Source records:
——————————
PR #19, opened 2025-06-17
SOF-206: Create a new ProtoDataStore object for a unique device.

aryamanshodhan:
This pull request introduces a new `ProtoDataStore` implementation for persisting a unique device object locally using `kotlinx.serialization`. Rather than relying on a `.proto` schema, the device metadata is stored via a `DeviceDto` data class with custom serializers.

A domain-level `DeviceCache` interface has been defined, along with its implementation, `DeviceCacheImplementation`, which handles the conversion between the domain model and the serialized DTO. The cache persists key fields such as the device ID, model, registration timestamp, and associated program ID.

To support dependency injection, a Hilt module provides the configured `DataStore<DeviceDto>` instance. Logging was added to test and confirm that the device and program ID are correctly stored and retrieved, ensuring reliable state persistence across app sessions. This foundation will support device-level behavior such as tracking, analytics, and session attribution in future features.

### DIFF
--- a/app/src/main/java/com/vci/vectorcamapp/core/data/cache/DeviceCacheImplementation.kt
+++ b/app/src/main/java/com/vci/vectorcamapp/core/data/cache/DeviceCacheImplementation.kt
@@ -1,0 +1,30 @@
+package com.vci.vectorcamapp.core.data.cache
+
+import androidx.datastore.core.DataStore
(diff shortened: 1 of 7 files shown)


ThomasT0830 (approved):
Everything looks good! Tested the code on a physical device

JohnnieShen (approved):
——————————
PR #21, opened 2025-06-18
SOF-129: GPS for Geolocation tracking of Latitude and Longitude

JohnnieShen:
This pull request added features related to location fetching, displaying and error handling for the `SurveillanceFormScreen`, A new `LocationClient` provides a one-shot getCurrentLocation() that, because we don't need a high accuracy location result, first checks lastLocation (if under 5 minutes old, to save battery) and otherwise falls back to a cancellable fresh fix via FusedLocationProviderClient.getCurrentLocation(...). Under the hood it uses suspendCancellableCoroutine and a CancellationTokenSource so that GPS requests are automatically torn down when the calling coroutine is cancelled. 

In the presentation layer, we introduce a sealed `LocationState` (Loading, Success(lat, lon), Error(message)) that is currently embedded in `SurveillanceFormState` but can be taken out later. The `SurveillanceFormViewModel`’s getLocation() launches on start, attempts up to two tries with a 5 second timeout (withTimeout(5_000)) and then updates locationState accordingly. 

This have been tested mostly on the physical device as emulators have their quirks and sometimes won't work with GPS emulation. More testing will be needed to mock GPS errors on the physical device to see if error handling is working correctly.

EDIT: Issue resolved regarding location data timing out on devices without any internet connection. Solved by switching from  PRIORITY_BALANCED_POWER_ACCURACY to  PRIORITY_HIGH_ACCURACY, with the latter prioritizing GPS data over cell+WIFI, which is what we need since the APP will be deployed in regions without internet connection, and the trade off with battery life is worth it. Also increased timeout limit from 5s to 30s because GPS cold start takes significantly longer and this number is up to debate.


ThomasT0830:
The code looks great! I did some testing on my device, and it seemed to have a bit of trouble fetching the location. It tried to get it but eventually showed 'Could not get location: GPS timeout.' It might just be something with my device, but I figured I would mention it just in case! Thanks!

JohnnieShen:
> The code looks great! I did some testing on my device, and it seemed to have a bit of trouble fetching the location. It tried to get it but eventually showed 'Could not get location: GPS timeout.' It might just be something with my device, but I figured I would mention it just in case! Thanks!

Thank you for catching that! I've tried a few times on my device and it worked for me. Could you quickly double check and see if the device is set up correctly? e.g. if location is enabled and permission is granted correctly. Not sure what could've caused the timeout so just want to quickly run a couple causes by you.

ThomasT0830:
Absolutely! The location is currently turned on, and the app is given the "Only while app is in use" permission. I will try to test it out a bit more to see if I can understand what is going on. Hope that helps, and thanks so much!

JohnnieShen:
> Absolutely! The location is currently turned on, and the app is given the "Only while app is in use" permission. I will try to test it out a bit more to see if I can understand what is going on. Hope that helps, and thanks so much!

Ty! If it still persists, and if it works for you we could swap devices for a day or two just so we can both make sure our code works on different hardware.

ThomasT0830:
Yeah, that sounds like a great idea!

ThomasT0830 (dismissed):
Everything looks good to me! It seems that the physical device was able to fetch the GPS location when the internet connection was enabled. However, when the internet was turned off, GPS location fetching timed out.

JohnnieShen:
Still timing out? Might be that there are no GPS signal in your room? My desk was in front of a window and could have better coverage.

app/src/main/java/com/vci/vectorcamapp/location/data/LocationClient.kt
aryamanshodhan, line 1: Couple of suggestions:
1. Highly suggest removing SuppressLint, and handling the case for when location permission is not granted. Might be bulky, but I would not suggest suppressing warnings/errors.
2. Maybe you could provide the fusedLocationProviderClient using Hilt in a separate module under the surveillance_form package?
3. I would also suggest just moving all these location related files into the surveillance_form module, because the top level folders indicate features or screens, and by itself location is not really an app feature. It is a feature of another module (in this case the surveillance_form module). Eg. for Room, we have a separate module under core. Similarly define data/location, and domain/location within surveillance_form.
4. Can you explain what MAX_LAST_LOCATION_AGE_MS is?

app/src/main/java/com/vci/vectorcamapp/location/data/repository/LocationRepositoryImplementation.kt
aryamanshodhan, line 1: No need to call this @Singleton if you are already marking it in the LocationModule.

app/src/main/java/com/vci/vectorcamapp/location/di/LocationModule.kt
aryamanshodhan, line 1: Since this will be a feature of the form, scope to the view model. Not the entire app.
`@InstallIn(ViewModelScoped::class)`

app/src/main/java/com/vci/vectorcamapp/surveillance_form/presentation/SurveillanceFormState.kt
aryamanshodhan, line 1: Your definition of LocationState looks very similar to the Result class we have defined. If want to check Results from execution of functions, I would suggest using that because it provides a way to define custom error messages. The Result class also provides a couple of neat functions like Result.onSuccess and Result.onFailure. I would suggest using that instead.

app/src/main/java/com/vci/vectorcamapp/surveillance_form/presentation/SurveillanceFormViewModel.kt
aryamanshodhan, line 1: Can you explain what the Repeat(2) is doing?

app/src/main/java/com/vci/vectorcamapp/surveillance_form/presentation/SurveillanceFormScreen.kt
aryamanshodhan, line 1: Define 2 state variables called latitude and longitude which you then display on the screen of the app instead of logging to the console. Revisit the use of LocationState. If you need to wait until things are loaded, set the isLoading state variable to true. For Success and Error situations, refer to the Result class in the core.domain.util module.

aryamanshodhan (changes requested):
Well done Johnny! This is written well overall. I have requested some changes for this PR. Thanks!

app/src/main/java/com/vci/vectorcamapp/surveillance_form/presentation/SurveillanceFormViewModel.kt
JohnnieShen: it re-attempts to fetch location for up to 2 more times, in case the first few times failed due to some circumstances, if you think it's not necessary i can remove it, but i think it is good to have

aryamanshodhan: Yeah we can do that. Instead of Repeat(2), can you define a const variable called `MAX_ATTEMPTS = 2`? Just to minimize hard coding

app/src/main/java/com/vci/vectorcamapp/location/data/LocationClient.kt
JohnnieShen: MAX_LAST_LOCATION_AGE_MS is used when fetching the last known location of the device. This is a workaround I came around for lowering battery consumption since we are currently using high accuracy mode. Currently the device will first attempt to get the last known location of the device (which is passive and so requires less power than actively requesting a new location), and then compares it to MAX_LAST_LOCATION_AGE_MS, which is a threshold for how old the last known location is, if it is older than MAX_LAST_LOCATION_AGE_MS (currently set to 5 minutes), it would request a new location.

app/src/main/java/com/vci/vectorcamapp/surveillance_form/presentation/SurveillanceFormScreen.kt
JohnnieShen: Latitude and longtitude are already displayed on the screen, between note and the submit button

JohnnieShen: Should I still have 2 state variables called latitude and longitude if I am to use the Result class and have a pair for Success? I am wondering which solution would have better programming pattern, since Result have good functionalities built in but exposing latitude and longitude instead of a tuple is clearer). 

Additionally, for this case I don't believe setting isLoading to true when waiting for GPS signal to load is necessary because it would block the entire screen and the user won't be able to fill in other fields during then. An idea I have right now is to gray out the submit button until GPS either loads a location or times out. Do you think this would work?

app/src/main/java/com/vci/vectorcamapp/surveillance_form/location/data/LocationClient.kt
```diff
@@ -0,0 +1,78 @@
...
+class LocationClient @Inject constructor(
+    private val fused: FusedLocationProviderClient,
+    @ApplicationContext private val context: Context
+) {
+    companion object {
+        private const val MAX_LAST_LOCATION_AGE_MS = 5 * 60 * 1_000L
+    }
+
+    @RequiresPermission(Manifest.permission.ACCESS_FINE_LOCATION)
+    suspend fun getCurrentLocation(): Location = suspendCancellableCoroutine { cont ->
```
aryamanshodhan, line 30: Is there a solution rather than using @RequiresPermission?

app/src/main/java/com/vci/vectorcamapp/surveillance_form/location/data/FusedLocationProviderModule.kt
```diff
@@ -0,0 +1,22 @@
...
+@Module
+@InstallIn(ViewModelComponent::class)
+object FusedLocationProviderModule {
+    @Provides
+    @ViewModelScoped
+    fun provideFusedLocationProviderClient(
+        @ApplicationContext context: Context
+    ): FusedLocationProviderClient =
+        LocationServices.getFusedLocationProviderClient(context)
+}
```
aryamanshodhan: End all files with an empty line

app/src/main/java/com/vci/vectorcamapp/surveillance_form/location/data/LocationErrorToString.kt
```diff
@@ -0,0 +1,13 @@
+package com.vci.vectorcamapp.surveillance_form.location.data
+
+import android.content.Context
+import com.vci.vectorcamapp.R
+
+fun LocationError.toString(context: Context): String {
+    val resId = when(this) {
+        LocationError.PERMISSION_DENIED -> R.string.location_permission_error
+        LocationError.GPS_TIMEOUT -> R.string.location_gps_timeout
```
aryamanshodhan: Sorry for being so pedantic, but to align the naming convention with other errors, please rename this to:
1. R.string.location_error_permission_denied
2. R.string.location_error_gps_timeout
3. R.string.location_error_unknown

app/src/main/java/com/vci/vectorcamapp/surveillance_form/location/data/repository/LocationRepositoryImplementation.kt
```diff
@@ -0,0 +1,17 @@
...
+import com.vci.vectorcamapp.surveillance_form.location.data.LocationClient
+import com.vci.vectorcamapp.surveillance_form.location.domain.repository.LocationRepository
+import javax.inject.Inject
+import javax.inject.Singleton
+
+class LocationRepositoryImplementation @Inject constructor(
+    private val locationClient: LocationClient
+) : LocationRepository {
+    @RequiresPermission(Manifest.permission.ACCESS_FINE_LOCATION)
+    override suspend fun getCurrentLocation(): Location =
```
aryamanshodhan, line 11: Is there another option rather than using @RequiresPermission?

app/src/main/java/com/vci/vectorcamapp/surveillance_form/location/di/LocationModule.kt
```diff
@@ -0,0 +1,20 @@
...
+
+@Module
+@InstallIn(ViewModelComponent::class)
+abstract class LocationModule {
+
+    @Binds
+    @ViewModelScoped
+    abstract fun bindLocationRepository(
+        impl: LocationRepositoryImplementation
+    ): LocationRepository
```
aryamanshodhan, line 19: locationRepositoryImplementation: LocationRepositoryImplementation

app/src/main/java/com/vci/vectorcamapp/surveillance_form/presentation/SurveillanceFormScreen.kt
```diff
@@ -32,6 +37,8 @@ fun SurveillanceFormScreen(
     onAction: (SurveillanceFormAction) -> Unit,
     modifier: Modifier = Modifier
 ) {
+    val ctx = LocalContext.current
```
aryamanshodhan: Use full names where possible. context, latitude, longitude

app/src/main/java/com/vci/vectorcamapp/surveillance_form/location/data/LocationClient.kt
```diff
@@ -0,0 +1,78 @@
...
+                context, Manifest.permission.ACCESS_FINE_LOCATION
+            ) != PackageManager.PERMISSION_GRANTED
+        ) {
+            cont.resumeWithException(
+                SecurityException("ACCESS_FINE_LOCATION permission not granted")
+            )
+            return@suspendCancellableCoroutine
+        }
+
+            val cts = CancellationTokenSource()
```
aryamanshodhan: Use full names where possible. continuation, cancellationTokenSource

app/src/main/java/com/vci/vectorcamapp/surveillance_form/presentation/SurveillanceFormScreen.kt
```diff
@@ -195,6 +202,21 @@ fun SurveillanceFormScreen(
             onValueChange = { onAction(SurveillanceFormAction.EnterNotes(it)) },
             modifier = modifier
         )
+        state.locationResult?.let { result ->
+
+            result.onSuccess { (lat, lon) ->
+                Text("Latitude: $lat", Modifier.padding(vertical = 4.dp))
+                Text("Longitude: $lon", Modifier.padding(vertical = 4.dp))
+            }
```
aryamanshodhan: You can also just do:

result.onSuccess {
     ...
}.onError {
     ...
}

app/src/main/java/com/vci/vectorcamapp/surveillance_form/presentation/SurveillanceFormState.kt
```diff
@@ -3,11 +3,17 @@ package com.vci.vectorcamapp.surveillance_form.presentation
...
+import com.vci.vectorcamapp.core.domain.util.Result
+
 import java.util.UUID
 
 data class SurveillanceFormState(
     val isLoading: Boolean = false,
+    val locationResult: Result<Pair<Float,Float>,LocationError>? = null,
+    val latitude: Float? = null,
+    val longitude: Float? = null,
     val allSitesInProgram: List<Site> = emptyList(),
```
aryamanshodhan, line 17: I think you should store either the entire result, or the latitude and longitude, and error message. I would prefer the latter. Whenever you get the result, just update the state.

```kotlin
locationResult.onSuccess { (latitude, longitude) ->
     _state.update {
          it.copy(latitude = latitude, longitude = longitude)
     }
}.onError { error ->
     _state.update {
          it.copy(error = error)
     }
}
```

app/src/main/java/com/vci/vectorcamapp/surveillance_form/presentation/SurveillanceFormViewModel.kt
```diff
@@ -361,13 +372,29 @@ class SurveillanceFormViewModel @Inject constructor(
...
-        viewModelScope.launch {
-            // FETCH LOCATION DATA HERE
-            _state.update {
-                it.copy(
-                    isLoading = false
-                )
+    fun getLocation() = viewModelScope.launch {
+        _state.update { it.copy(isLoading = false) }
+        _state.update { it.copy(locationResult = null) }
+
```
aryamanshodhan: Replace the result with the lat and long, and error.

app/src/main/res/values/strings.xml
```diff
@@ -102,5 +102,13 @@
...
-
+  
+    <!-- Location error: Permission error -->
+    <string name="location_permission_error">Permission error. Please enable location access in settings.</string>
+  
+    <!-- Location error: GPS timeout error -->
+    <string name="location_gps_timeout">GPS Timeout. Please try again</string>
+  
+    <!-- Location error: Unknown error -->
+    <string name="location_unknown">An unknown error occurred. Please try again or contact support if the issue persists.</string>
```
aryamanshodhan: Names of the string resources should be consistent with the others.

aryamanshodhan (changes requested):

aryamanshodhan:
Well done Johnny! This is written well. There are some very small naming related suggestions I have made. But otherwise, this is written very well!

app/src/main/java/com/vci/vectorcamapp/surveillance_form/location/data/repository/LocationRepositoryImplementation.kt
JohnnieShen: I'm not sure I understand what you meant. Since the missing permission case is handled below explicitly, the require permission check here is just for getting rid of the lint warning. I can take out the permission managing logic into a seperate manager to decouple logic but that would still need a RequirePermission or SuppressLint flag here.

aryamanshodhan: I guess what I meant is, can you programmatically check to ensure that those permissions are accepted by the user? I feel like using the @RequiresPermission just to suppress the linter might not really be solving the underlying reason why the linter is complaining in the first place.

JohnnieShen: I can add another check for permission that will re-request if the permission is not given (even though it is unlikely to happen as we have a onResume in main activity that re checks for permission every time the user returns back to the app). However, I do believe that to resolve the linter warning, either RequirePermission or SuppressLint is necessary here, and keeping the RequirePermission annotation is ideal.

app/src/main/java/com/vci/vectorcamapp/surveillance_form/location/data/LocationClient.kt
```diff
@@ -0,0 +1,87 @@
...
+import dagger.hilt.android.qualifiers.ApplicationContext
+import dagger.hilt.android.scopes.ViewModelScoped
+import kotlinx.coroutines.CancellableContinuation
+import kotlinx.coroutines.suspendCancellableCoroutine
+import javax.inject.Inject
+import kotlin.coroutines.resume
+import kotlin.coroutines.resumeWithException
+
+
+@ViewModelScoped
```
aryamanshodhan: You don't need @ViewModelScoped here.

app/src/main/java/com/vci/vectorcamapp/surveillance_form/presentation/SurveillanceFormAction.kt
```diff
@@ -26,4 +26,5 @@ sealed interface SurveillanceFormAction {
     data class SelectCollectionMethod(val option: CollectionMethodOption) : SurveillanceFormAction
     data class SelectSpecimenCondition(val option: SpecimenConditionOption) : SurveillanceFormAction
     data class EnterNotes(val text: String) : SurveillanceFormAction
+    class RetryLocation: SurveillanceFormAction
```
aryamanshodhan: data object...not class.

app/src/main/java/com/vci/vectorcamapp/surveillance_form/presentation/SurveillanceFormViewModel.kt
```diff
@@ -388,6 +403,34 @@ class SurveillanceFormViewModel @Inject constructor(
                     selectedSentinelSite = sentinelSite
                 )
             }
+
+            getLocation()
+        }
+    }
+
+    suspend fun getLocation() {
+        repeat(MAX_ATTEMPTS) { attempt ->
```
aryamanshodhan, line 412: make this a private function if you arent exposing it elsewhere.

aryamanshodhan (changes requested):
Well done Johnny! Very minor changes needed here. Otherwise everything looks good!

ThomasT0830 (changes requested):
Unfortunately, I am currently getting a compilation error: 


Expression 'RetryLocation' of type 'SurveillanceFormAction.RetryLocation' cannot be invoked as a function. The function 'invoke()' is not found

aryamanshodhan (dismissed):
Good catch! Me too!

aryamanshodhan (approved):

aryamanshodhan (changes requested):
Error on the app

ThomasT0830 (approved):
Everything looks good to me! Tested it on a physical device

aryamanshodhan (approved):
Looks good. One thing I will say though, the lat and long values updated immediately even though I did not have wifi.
——————————
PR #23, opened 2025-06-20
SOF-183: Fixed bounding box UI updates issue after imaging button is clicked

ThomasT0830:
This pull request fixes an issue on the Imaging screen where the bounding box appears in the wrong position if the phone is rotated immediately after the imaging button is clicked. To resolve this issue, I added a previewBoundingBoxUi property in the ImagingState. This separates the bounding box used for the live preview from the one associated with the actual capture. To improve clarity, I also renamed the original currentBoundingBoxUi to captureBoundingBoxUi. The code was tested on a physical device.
——————————
Work instructions: Which lines above hold the string "DeviceDto"? Please copy all of them.

Written response:
This pull request introduces a new `ProtoDataStore` implementation for persisting a unique device object locally using `kotlinx.serialization`. Rather than relying on a `.proto` schema, the device metadata is stored via a `DeviceDto` data class with custom serializers.
To support dependency injection, a Hilt module provides the configured `DataStore<DeviceDto>` instance. Logging was added to test and confirm that the device and program ID are correctly stored and retrieved, ensuring reliable state persistence across app sessions. This foundation will support device-level behavior such as tracking, analytics, and session attribution in future features.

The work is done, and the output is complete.